### Work item
Search the data for the word "there" and copy every line where it occurs.

### Data records
PR #3676, opened 2025-05-08
BC-9081 - FE: Enable adding of students to a room (incl. Connecting Student Endpoint)

MartinSchuhmacher:
# Short Description
In the dialog to add members to a room, users should be able to select the role students and then pick students from the currently selected school (at least the ones the teacher should be able to see) to add them.

BC-9081
https://github.com/hpi-schul-cloud/schulcloud-server/pull/5689

## Screenshots of UI changes
grafik

## Checklist before merging


src/assets/img/CrossedHandsSvg.vue
```diff
@@ -0,0 +1,143 @@
+<template>
+	<div>
```
NFriedo, line 2: I think we don't need the div here :)

src/assets/img/CrossedHandsSvg.vue
```diff
@@ -0,0 +1,143 @@
...
+		<svg
```
NFriedo, line 3: We should add `aria-hidden=true` because that is just decorative graphic.

src/modules/feature/room/RoomMembers/AddMembers.vue
NFriedo, line 1: Hm I don't know where it comes from but the screenreader output is strange on the VSelect: 
Navigating to Schulrolle Select reads out "Lernend" and when navigating further it reads out "student" (same for teacher, reading out Lehrkraft and then "teacher".

My first thought was that maybe we need a vuetiy update because they are improving VSelect and VAutocpmplete constantly but I  also checked a VSelect in a vuetify docs with our version and there the issue doesn't occur 🤔 

Also on main it doesn't happen. The input is still weird there (double output) but at least everything is correctly translated. So maybe we need to have a look into our implementation again.

src/modules/feature/room/RoomMembers/AddMembers.vue
```diff
@@ -17,30 +17,34 @@
...
 				/>
 			</div>
 
 			<div class="mt-4" data-testid="add-participant-role">
-				<v-autocomplete
-					ref="autoCompleteRole"
+				<v-select
+					ref="selectRole"
 					v-model="selectedSchoolRole"
 					auto-select-first="exact"
```
NFriedo, line 31: the prop `auto-select-first` can be removed because it's just an `VAutocomplete` prop :)

src/modules/feature/room/RoomMembers/AddMembers.vue
NFriedo: Another strange thing: when going in the selection it reads out:
"Lernend selected, 2 of 4"
"Lehrkraft selected, 3 0f 4"
(tested with Safari/VoiceOver)  

🤔 

Okay really really weird, but I checked this also on vuetify and it seems to be a vuetify issue on Safari with Voiceover. Chrome looks fine.
So we should probably open a vuetify issue/ have a look into the open issues. 
So nothing that can be fixed in this PR 😅

NFriedo: Seems like the first issue is also a vuetify issue: https://github.com/vuetifyjs/vuetify/issues/20656

MartinSchuhmacher: hint for your review @muratmerdoglu-dp 
we discuss several solutions currently to make it work but none of them works as expected, my suggestion is to wait for the vuetify update to not implement something totally hacky to make the SR work

muratmerdoglu-dp (approved):

src/modules/data/room/roomMembers/RoomMembers.store.ts
```diff
@@ -106,18 +107,29 @@ export const useRoomMembersStore = defineStore("roomMembersStore", () => {
...
 				.map((user) => {
 					return {
 						...user,
 						userId: user.id,
 						fullName: `${user.lastName}, ${user.firstName}`,
-						schoolRoleNames: [RoleName.Teacher],
-						displayRoomRole: roomRole[RoleName.Roomadmin],
-						displaySchoolRole: schoolRoleMap[RoleName.Teacher],
+						schoolRoleNames: [schoolRoleName],
+						displayRoomRole:
```
hoeppner-dataport, line 128: Remove displayRole from potentialRoomMembers, as it will be overwritten after addMembers by the role returned from the backend.

src/modules/feature/room/RoomMembers/AddMembers.vue
```diff
@@ -85,14 +96,25 @@
...
+import {
+	VAutocomplete,
+	VCard,
+	VSelect,
+} from "vuetify/lib/components/index.mjs";
+import { InfoAlert, WarningAlert } from "@ui-alert";
 import { storeToRefs } from "pinia";
 
+defineProps({
+	canAddAllStudents: {
```
hoeppner-dataport, line 112: This should not be a property. We use the RoomAuthorization-composable wherever we need to find out, if the user is allowed to do certain things. Please refactor this.

hoeppner-dataport (changes requested):
See two comments regarding:
- removing displayRoomRole from potentialRoomMembers
- not passing permissions as a property

src/modules/data/room/roomMembers/RoomMembers.store.ts
MartinSchuhmacher: removed

src/modules/feature/room/RoomMembers/AddMembers.vue
MartinSchuhmacher: refactored

hoeppner-dataport (approved):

### Output of the exercise
My first thought was that maybe we need a vuetiy update because they are improving VSelect and VAutocpmplete constantly but I  also checked a VSelect in a vuetify docs with our version and there the issue doesn't occur 🤔 
Also on main it doesn't happen. The input is still weird there (double output) but at least everything is correctly translated. So maybe we need to have a look into our implementation again.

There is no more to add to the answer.